Tomkins wrote extensively and revealingly about all the new and often controversial art forms to emerge in the 1970s. Throughout that decade and those that followed, he wrote a regular art world column in the magazine, along with reviews of museum exhibits and gallery shows. But his specialty became the artist profile—short biographies that sought to capture an artist and let the reader into his or her mind to help understand the art that was being produced. “Being a reporter and not a critic,” he once said, “I tend to feel that what artists say or think – and certainly what they do – is a good deal more interesting than what contemporary art critics write about them.”He wrote pieces on artists ranging from Georgia O’Keeffe to Jasper Johns;
Editor David Remnick remembered his New Yorker colleague as someone who “appreciated the great critics and art academics of his time, but he was not of their tribe. His approach was journalistic. His pieces thrived on proximity to the artist at hand.”
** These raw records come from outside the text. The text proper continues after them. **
PR #717, opened 2021-12-28
Replaced `RecordBatch` by `Chunk`

### LINKED ISSUE #673: Consider removing `RecordBatch`

jorgecarleitao:
closed #673

This is a major refactor to the crates' IO interfaces, see #673 for details.

This PR:

Replaces `RecordBatch` by a new struct, `Chunk`, containing a vec of arrays with the same length. All IO interfaces now use `Chunk` and behave as follows:

* read or infer schema (logical plane)
* read columns (physical plane)

This allows users to not have to "leak" logical information to the physical plane unless necessary by the format.

All IO APIs were refactored to read and write `Chunk` (instead of `RecordBatch`). This removes much of the boilerplate to write a file.

# Migration path

* `RecordBatch` -> `Chunk<Arc<dyn Array>>`
* `RecordBatch::num_rows()` -> `Chunk::len()`
* `RecordBatch::columns()` -> `Chunk::columns()`
* `RecordBatch::column(i)` -> `Chunk::columns()[i]`
* `RecordBatch::num_columns()` -> `Chunk::columns().len()`
* `RecordBatch::schema()` -> no longer present. Use other APIs (usually metadata) to get the schema


jorgecarleitao:
Renamed to `Chunk` based on @sundy-li 's suggestion: https://github.com/jorgecarleitao/arrow2/issues/673#issuecomment-991845103

jorgecarleitao:
@yjshen , @houqp , could you take a look at this?

I envision some pain with this PR in datafusion, as datafusion currently passes logical information (`Schema`) down to the physical nodes.

Because this PR requires _less_ information to write, one way to go is to declare in DataFusion

```rust
pub struct RecordBatch {
     pub columns: Chunk<Arc<dyn Array>>;
     pub schema: Arc<Schema>;
```
and pass `columns` to the interfaces (this schema is now useless from arrow2's perspective, since the schema is known before the first batch is available).

For reading, likewise the schema is always known prior to start reading the first batch. Thus, we can just store an `Arc<Schema>` after reading the metadata/infering the schema and clone it for every batch that comes from IO.

yjshen:
The new Chunk API LGTM.

PR #718, opened 2021-12-28
clarify boolean value in DataType::Dictionary

ritchie46:
Same for `DataType::Map`?


jorgecarleitao:
yes, same for map, but there is just the keys I think.

PR #726, opened 2022-01-03
add ordering

Igosuki:
Hi guys, I'm currently trying out arrow2 with the latest master from datafusion.  The following updates were necessary because TypeSignature is ordered.

P.S. : The other commits are just me removing code only needed to add Decimal support.

### DIFF
--- a/src/array/fixed_size_binary/mutable.rs
+++ b/src/array/fixed_size_binary/mutable.rs
@@ -162,15 +162,6 @@ impl MutableFixedSizeBinaryArray {
             validity.shrink_to_fit()
         }
     }
-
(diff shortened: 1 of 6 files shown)


jorgecarleitao:
Thanks for this PR. Could you check https://github.com/jorgecarleitao/arrow2/pull/379?

Igosuki:
Ok, so the requirement for PartialOrd is lifted so we can close this !

jorgecarleitao:
Thanks @Igosuki , and also for all your work in the datafusion migration 🙇

Igosuki:
👍

PR #338, opened 2015-12-22
CRM-17742 - Added load_generated_data option when installing CiviCRM.

mollux:
[CRM-17742](https://issues.civicrm.org/jira/browse/CRM-17742)


drush/civicrm.drush.inc
```diff
@@ -408,6 +410,9 @@ function _civicrm_install_db($dbuser, $dbpass, $dbhost, $dbname,
   civicrm_source($dsn, $data_file);
   civicrm_source($dsn, $acl_file);
 
+  if ($loadGeneratedData) {
+    civicrm_source($dsn, $sqlPath . DIRECTORY_SEPARATOR . 'civicrm_generated.mysql', TRUE);
```
totten, line 414: This is a bit different from what the web installer does:

https://github.com/totten/civicrm-core/blob/master/install/civicrm.php#L98

In the web-installer, it loads `civicrm_generated.mysql` XOR `civicrm_data.mysql`. In this case, it loads `civicrm_data.mysql` AND `civicrm_generated.mysql`.

PR #347, opened 2016-01-29
patches for master

julialongtin:
I'm fixing civicrm's support for drupal8. the Civicrm.php change allows civicrm to see which contact is logged in, and the second one allows for my recursive invoke hack (which is not yet in civicrm) to function.


colemanw:
I think #348 solves this.

PR #348, opened 2016-02-03
CRM-17609: Corrected retrieval of current user uid.

twomice:
- [CRM-17609: D8 - Synchronize Users to Contacts broken](https://issues.civicrm.org/jira/browse/CRM-17609)


twomice:
CRM-17609

PR #349, opened 2016-02-03
CRM-17966: Removed reference to non-existent Drupal method.

twomice:
- [CRM-17966: Fatal error in Drupal 8 user creation](https://issues.civicrm.org/jira/browse/CRM-17966)


twomice:
CRM-17966

PR #361, opened 2016-03-11
CRM-18222: Allow installation in /modules/civicrm.

mlutfy:
- [CRM-18222: Drupal 8 support: allow installation in \/modules](https://issues.civicrm.org/jira/browse/CRM-18222)

### DIFF
--- a/README.md
+++ b/README.md
@@ -10,7 +10,7 @@ Installation Steps
 
 - Download the latest Drupal 8 release: (from https://www.drupal.org/project/drupal).
 - Install Drupal 8 (see https://api.drupal.org/api/drupal/core!INSTALL.txt/8 for more information).
-- Create a top level `libraries` folder inside Drupal and download CiviCRM master (for Drupal 7) (from http://dist.civicrm.org/by-date/latest/master/) so that CiviCRM resides at `/libraries/civicrm`.
+- Create a top level `libraries` folder inside Drupal and download CiviCRM master (for Drupal 7) (from http://dist.civicrm.org/by-date/latest/master/) so that CiviCRM resides at `/libraries/civicrm`. You can also install in /modules/civicrm (see CRM-18222).
 - Remove the Drupal 7 module folder from within CiviCRM (`libraries/civicrm/drupal`).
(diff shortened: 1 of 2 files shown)


totten:
+1

Ping @torrance, @xurizaemon. My sense is that we should support the old directory structure for now since we know how to ship that, and we haven't found an easy way to make `libraries` work for users. I like this patch in that it seems like we could support both the Old Way and the Drupal Way.

xurizaemon:
:+1: to being able to use both `/libraries/civicrm` and `/modules/civicrm`.

Drupal 8 I believe permits subfolders, so as well as `/profiles` we might see eg `/modules/contrib/civicrm`. 

I feel like CiviCRM shouldn't need to do its own discovery here and we should use [`drupal_get_path`](https://api.drupal.org/api/drupal/core%21includes%21bootstrap.inc/function/drupal_get_path/8) / [`libraries_get_path`](http://www.drupalcontrib.org/api/drupal/contributions!libraries!libraries.module/function/libraries_get_path/8) in Drupal space.

@mlutfy how does the PR below look to you? Untested, will do so when :no_mobile_phones: :smile: 

Not 100% on why Drupal has its own `realpath` but it does so ...

mlutfy:
@xurizaemon Seems good! Tested locally with Drupal in /modules.

mlutfy:
@xurizaemon Did you open a PR for your patch?

tamcy:
Sorry to reply to a closed issue, I am not sure if it is appropriate to do so (this is the first time I give CiviCRM a try). But I am afraid there is an issue with commit 9921231. Specifically, `_civicrm_find_civicrm()` now attempts to call `\Drupal\Core\File\FileSystem::realpath($path)` as if it is a static method, but [the source](https://github.com/drupal/drupal/blob/8.0.5/core/lib/Drupal/Core/File/FileSystem.php#L126) shows that the called method is actually a class/instance method. `FileSystem::realpath` also accesses instance variable (`$this->streamWrapperManager->getViaUri()`). As a result, installation fails with the following error message:

```
Using $this when not in object context in /..../core/lib/Drupal/Core/File/FileSystem.php on line 130
Drupal\Core\File\FileSystem::realpath() /..../modules/civicrm/civicrm.install:135
```

Thanks.

colemanw:
@tamcy thanks. Would you be able to open a pull-request to fix that problem?

PR #363, opened 2016-03-17
CRM-18222. Use Drupal functions for discovery of CiviCRM install location.

xurizaemon:
Refs #361.

---
- [CRM-18222: Drupal 8 support: allow installation in \/modules](https://issues.civicrm.org/jira/browse/CRM-18222)


mlutfy:
Thanks!

PR #372, opened 2016-04-11
Don't look for Wordpress in a Drupal installation

JKingsnorth:
This file is a bit of a train wreck. This is just a small improvement for now.


totten:
@JKingsnorth "This file is a bit of train wreck" ==> agree. Also, in terms of build-process, it's a bit fiddly that we have lookup/copy a CMS-specific variant of of `civicrm.config.php`.

You might find this interesting:
- https://github.com/civicrm/cv/blob/master/src/Bootstrap.php - Basically does the same thing (locating `civicrm.settings.php`) but supports each CMS in one file.
- https://github.com/civicrm/cv - Bootstrap.php repackaged as a CLI tool.

PR #375, opened 2016-04-20
Fix for CRM-18451

laryn:
Only use admin theme if user has access to CiviCRM.

---
- [CRM-18451: Users without access to CiviCRM get admin theme on access denied](https://issues.civicrm.org/jira/browse/CRM-18451)


colemanw:
Reviewed the code changes - seems clear cut. Makes sense to me.

PR #376, opened 2016-04-26
Update civicrm.grant.inc

yurg:
Doesn't work well with boolean value when filtered by "CiviCRM Grants: Grant Report Received": always returns empty results. Changing this to numeric makes it work as needed. Not sure if numeric is the best approach here, but it works.


monishdeb:
screen shot 2016-05-20 at 2 41 29 pm
I was not able to replicate the issue on my local please check the screenshot

yurg:
Wish I remembered where and why it has been made. OK, till next time: changes I've made will be overridden by next civi update so I shall got corresponded complains than.

PR #377, opened 2016-04-26
Remove pass_by_ref & which causes strict error

eileenmcnaughton:
Ref https://github.com/civicrm/civicrm-core/pull/8243


totten:
Closed in favor of #378.

PR #383, opened 2016-05-09
Replace IN to MANY_TO_ONE

yurg:
It seems that many_to_one provides more options at exposed filter operators level; namely it adds "Is all of" option which makes Tags search return only contacts  tagged by ALL tags; useful  for multiply tags search. Not sure about caveats, there must be some.


colemanw:
Sorry, the Drupal 6 branch of this project is not maintained, so this PR has lingered for a while. If you can find someone to review it, great. Please resubmit to the 6.x-master branch.

PR #528, opened 2018-04-09
civicrm.config.php.drupal: fix logic to find the civicrm.settings.php…

mlutfy:
This PR brings back the logic for finding the `civicrm.settings.php`, including support for multi-site (`sites/example.org/civicrm.settings.php`).

I did a bit of cleaning up, but otherwise kept most of the D7 code, while keeping the D8 code that was already there (ex: throwing an exception: I'm not sure if it's a good idea, but I left it as-is).

I tested this on D8 multi-site.

For REST API users, this has a companion PR https://github.com/civicrm/civicrm-core/pull/11958.

### DIFF
--- a/civicrm.config.php.drupal
+++ b/civicrm.config.php.drupal
@@ -32,33 +32,95 @@
  * 10. $confdir/default
  *
  */
-
 function civicrm_conf_init() {
-    global $skipConfigError;
+  global $skipConfigError;
 
-    static $conf = '';
+  static $conf = '';
 
-    if ($conf) {
-        return $conf;
+  if ($conf) {
+    return $conf;
+  }
+
+  /**
+   * We are within the civicrm module, the drupal root is 2 links
+   * above us, so use that
+   */
+  $currentDir = dirname(__FILE__) . DIRECTORY_SEPARATOR;
+  if (file_exists($currentDir . 'settings_location.php')) {
+    include $currentDir . 'settings_location.php';
+  }
+
+  if (defined('CIVICRM_CONFDIR') && !isset($confdir)) {
+    $confdir = CIVICRM_CONFDIR;
+  }
+  else {
+    // make it relative to civicrm.config.php, else php makes it relative
+    // to the script that invokes it
+    $moduleDir  = 'sites' . DIRECTORY_SEPARATOR . 'all' . DIRECTORY_SEPARATOR . 'modules';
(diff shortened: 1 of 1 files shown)


dsnopek:
Thanks!

Does this code work both when the vendor directory is in the webroot and when it's not? I've been trying to read through it to determine that, but the code is quite complex. I'll try to find time to test it later, but this week is Drupalcon so I might not get to it. :-)

mlutfy:
Indeed, I had difficulty understanding the code, but it tries to support:

- Drupal site/vhost aliases (by looking in `sites.php`)
- Drupal support for, say, "abc.www.example.org" -> `sites/example.org` (while searching for the correct precedence, i.e. `sites/abc.www.example.org` then `sites/www.example.org`, etc).

I'm not sure about the `vendor` directory is outside the webroot. Does the code currently support it? (I feel like we would need to add an entry in the `$candidates`). Re-reading the code, maybe the check in line 74 should be moved to the end, or simply removed.

i.e. this part:
```
if (!file_exists($confdir) && !$skipConfigError) {
  echo "Could not find valid configuration dir, best guess: $confdir<br/><br/>\n";
  exit();
}
```

dsnopek:
> I'm not sure about the vendor directory is outside the webroot. Does the code currently support it?

Yes.

Just to be clear, this means you have a directory structure like:

- web/ <-- where Drupal is
- web/sites/SITE/settings.php
- vendor/
- vendor/civicrm/civicrm-core

... where 'web' is frequently used, but sometimes other directory names are used.

In any case, I'm not sure if your changes affect this at all, since I haven't tested this.

jackrabbithanna:
Great, we've had some problems in 4.6.29 with Stripe IPNs and it ended up being that civicrm_settings.php could not be found. We use a multi-site...well test this...

Also if this is needed for D8, that is supporting vendor/civicrm/civicrm-core it would be great to get it in. 

@dsnopek  definitely knows what it needs.

dsnopek:
I tested this and worked on our platform with the vendor directory outside the web root! I walked through the code in the line debugger to see what it was doing, and the bit where it's loading `CIVICRM_CONFDIR` from 'settings_location.php' is what's giving it the right path for us.

So, :+1:!

mlutfy:
jenkins, test this please

mlutfy:
Closing, since D8 has moved repos.

PR #531, opened 2018-06-05
dev/core/#152 - AdvMulti-Select cleanup

colemanw:
A little more cleanup following on from https://github.com/civicrm/civicrm-core/pull/12238

@jitendrapurohit can you look at this too?


jitendrapurohit (approved):
Tested on views UI by navigating to some pages and adding custom fields. Works fine.

PR #533, opened 2018-06-20
Require the 5.2 branch of CiviCRM

borisson:


kewljuice:
I can confirm that this patch is needed for Drupal 8 to work with CiviCRM 5.2 via composer

totten:
@borisson @kewljuice - agree this part of `composer.json` should be updated. However, to provide better support for `composer`, development for the Civi-D8 integration was migrated in April to https://github.com/civicrm/civicrm-drupal-8/. (In packagist, that's now `civicrm/civicrm-drupal-8`.) This is because `composer` does not work well with branches named `8.x-{VERSION}`.

There is a similar PR in `civicrm-drupal-8` -- https://github.com/civicrm/civicrm-drupal-8/pull/2. Could you try that?

borisson:
We'll update that PR for more discussion. Closing this one.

I want you to hear me say this: Every great critic is a historian. The reason for that is because the heart of criticism is to put the work of the present into conversation with the work of the past:to understand what an artist is doing today in light of how it’s different from, similar to, or transcendent of the past. And to do that, perhaps needless to say, one has to know history
Tomkins recently quipped that the three ages of man are Youth, Maturity, and You Look Great. Old age is no joke, he said, but it can feel like one. Calvin Tomkins died on March 20 in Rhode Island. He was 100 years old.